Your assignment
Please set down all of the data below verbatim.

[Collected data entries]
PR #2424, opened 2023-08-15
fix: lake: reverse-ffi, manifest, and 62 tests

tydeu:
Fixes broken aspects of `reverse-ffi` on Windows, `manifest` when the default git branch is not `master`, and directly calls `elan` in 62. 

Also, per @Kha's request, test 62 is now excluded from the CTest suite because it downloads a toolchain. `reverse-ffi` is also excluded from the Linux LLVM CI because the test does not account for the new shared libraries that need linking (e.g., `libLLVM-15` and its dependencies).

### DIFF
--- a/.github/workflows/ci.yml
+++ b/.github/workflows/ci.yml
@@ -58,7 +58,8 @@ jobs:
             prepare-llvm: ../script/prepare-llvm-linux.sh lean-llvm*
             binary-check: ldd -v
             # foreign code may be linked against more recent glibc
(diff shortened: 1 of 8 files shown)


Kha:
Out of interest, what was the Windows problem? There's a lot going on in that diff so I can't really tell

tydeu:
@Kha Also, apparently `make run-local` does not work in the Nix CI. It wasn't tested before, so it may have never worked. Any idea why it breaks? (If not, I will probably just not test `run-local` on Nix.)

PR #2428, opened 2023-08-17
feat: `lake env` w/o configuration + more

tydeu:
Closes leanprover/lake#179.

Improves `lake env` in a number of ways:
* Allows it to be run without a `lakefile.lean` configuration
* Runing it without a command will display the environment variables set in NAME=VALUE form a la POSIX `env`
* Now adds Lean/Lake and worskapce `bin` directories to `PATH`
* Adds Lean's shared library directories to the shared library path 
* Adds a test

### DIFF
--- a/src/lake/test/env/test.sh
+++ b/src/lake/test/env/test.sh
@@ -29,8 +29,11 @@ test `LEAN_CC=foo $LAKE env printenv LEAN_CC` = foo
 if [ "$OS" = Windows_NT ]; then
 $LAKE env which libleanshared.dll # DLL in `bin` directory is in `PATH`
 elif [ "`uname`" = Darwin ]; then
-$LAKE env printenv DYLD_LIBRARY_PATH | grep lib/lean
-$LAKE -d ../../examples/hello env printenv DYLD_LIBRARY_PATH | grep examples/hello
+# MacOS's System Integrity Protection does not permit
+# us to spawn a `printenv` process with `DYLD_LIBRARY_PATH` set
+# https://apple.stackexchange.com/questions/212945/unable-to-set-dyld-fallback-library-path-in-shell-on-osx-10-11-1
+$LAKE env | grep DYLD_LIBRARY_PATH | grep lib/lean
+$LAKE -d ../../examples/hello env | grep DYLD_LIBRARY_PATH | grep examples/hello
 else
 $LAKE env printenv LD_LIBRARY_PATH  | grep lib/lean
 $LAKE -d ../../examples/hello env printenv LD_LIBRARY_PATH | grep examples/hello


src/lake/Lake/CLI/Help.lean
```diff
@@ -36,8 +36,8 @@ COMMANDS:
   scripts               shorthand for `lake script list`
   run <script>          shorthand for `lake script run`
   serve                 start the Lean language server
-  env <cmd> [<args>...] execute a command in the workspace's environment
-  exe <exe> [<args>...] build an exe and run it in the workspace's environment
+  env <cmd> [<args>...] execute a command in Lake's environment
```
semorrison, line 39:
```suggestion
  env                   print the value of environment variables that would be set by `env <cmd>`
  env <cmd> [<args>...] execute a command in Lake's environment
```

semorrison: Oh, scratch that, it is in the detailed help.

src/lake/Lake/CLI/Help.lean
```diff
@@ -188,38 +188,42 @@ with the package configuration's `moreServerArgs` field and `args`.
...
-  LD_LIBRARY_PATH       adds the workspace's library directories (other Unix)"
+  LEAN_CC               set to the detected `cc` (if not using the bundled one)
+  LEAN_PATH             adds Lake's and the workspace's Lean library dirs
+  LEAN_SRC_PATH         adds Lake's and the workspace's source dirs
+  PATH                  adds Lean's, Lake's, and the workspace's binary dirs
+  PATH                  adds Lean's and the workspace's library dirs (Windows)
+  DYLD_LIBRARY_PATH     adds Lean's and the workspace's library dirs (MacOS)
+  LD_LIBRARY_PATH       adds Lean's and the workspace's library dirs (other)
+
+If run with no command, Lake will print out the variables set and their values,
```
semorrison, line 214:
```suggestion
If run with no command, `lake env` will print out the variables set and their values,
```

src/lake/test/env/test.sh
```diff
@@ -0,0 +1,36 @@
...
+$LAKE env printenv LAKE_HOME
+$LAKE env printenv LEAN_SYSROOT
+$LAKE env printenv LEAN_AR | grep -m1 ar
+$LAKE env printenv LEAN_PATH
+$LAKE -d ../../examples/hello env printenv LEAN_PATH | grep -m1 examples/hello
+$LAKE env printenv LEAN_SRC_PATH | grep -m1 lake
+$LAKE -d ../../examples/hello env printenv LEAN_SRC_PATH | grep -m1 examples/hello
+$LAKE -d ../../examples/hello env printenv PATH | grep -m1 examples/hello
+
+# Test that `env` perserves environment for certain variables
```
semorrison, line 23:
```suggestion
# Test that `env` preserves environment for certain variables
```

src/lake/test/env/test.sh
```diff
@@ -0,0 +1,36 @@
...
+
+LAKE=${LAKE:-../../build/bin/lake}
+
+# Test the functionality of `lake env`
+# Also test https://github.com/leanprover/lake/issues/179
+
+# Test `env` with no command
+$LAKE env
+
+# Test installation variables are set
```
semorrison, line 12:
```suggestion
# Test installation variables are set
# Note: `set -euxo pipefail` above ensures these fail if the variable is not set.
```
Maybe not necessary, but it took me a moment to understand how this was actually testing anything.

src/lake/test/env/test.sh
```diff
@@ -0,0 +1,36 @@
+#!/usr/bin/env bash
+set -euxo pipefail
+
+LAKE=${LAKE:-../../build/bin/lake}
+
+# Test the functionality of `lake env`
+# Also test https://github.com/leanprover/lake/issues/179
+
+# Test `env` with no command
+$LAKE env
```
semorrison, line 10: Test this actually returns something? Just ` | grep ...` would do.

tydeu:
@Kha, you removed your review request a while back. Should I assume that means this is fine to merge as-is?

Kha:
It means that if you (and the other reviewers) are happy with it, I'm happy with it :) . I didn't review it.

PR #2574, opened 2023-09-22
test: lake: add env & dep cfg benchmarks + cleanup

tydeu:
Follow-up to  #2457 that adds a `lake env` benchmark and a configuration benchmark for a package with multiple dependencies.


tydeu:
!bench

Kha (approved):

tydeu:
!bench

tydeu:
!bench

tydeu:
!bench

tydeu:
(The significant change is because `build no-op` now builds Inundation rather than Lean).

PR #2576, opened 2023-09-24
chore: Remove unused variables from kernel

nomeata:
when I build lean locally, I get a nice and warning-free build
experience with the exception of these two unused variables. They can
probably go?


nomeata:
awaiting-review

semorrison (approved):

Response for this exercise
PR #2424, opened 2023-08-15
fix: lake: reverse-ffi, manifest, and 62 tests

tydeu:
Fixes broken aspects of `reverse-ffi` on Windows, `manifest` when the default git branch is not `master`, and directly calls `elan` in 62. 

Also, per @Kha's request, test 62 is now excluded from the CTest suite because it downloads a toolchain. `reverse-ffi` is also excluded from the Linux LLVM CI because the test does not account for the new shared libraries that need linking (e.g., `libLLVM-15` and its dependencies).

### DIFF
--- a/.github/workflows/ci.yml
+++ b/.github/workflows/ci.yml
@@ -58,7 +58,8 @@ jobs:
             prepare-llvm: ../script/prepare-llvm-linux.sh lean-llvm*
             binary-check: ldd -v
             # foreign code may be linked against more recent glibc
(diff shortened: 1 of 8 files shown)


Kha:
Out of interest, what was the Windows problem? There's a lot going on in that diff so I can't really tell

tydeu:
@Kha Also, apparently `make run-local` does not work in the Nix CI. It wasn't tested before, so it may have never worked. Any idea why it breaks? (If not, I will probably just not test `run-local` on Nix.)

PR #2428, opened 2023-08-17
feat: `lake env` w/o configuration + more

tydeu:
Closes leanprover/lake#179.

Improves `lake env` in a number of ways:
* Allows it to be run without a `lakefile.lean` configuration
* Runing it without a command will display the environment variables set in NAME=VALUE form a la POSIX `env`
* Now adds Lean/Lake and worskapce `bin` directories to `PATH`
* Adds Lean's shared library directories to the shared library path 
* Adds a test

### DIFF
--- a/src/lake/test/env/test.sh
+++ b/src/lake/test/env/test.sh
@@ -29,8 +29,11 @@ test `LEAN_CC=foo $LAKE env printenv LEAN_CC` = foo
 if [ "$OS" = Windows_NT ]; then
 $LAKE env which libleanshared.dll # DLL in `bin` directory is in `PATH`
 elif [ "`uname`" = Darwin ]; then
-$LAKE env printenv DYLD_LIBRARY_PATH | grep lib/lean
-$LAKE -d ../../examples/hello env printenv DYLD_LIBRARY_PATH | grep examples/hello
+# MacOS's System Integrity Protection does not permit
+# us to spawn a `printenv` process with `DYLD_LIBRARY_PATH` set
+# https://apple.stackexchange.com/questions/212945/unable-to-set-dyld-fallback-library-path-in-shell-on-osx-10-11-1
+$LAKE env | grep DYLD_LIBRARY_PATH | grep lib/lean
+$LAKE -d ../../examples/hello env | grep DYLD_LIBRARY_PATH | grep examples/hello
 else
 $LAKE env printenv LD_LIBRARY_PATH  | grep lib/lean
 $LAKE -d ../../examples/hello env printenv LD_LIBRARY_PATH | grep examples/hello


src/lake/Lake/CLI/Help.lean
```diff
@@ -36,8 +36,8 @@ COMMANDS:
   scripts               shorthand for `lake script list`
   run <script>          shorthand for `lake script run`
   serve                 start the Lean language server
-  env <cmd> [<args>...] execute a command in the workspace's environment
-  exe <exe> [<args>...] build an exe and run it in the workspace's environment
+  env <cmd> [<args>...] execute a command in Lake's environment
```
semorrison, line 39:
```suggestion
  env                   print the value of environment variables that would be set by `env <cmd>`
  env <cmd> [<args>...] execute a command in Lake's environment
```

semorrison: Oh, scratch that, it is in the detailed help.

src/lake/Lake/CLI/Help.lean
```diff
@@ -188,38 +188,42 @@ with the package configuration's `moreServerArgs` field and `args`.
...
-  LD_LIBRARY_PATH       adds the workspace's library directories (other Unix)"
+  LEAN_CC               set to the detected `cc` (if not using the bundled one)
+  LEAN_PATH             adds Lake's and the workspace's Lean library dirs
+  LEAN_SRC_PATH         adds Lake's and the workspace's source dirs
+  PATH                  adds Lean's, Lake's, and the workspace's binary dirs
+  PATH                  adds Lean's and the workspace's library dirs (Windows)
+  DYLD_LIBRARY_PATH     adds Lean's and the workspace's library dirs (MacOS)
+  LD_LIBRARY_PATH       adds Lean's and the workspace's library dirs (other)
+
+If run with no command, Lake will print out the variables set and their values,
```
semorrison, line 214:
```suggestion
If run with no command, `lake env` will print out the variables set and their values,
```

src/lake/test/env/test.sh
```diff
@@ -0,0 +1,36 @@
...
+$LAKE env printenv LAKE_HOME
+$LAKE env printenv LEAN_SYSROOT
+$LAKE env printenv LEAN_AR | grep -m1 ar
+$LAKE env printenv LEAN_PATH
+$LAKE -d ../../examples/hello env printenv LEAN_PATH | grep -m1 examples/hello
+$LAKE env printenv LEAN_SRC_PATH | grep -m1 lake
+$LAKE -d ../../examples/hello env printenv LEAN_SRC_PATH | grep -m1 examples/hello
+$LAKE -d ../../examples/hello env printenv PATH | grep -m1 examples/hello
+
+# Test that `env` perserves environment for certain variables
```
semorrison, line 23:
```suggestion
# Test that `env` preserves environment for certain variables
```

src/lake/test/env/test.sh
```diff
@@ -0,0 +1,36 @@
...
+
+LAKE=${LAKE:-../../build/bin/lake}
+
+# Test the functionality of `lake env`
+# Also test https://github.com/leanprover/lake/issues/179
+
+# Test `env` with no command
+$LAKE env
+
+# Test installation variables are set
```
semorrison, line 12:
```suggestion
# Test installation variables are set
# Note: `set -euxo pipefail` above ensures these fail if the variable is not set.
```
Maybe not necessary, but it took me a moment to understand how this was actually testing anything.

src/lake/test/env/test.sh
```diff
@@ -0,0 +1,36 @@
+#!/usr/bin/env bash
+set -euxo pipefail
+
+LAKE=${LAKE:-../../build/bin/lake}
+
+# Test the functionality of `lake env`
+# Also test https://github.com/leanprover/lake/issues/179
+
+# Test `env` with no command
+$LAKE env
```
semorrison, line 10: Test this actually returns something? Just ` | grep ...` would do.

tydeu:
@Kha, you removed your review request a while back. Should I assume that means this is fine to merge as-is?

Kha:
It means that if you (and the other reviewers) are happy with it, I'm happy with it :) . I didn't review it.

PR #2574, opened 2023-09-22
test: lake: add env & dep cfg benchmarks + cleanup

tydeu:
Follow-up to  #2457 that adds a `lake env` benchmark and a configuration benchmark for a package with multiple dependencies.


tydeu:
!bench

Kha (approved):

tydeu:
!bench

tydeu:
!bench

tydeu:
!bench

tydeu:
(The significant change is because `build no-op` now builds Inundation rather than Lean).

PR #2576, opened 2023-09-24
chore: Remove unused variables from kernel

nomeata:
when I build lean locally, I get a nice and warning-free build
experience with the exception of these two unused variables. They can
probably go?


nomeata:
awaiting-review

semorrison (approved):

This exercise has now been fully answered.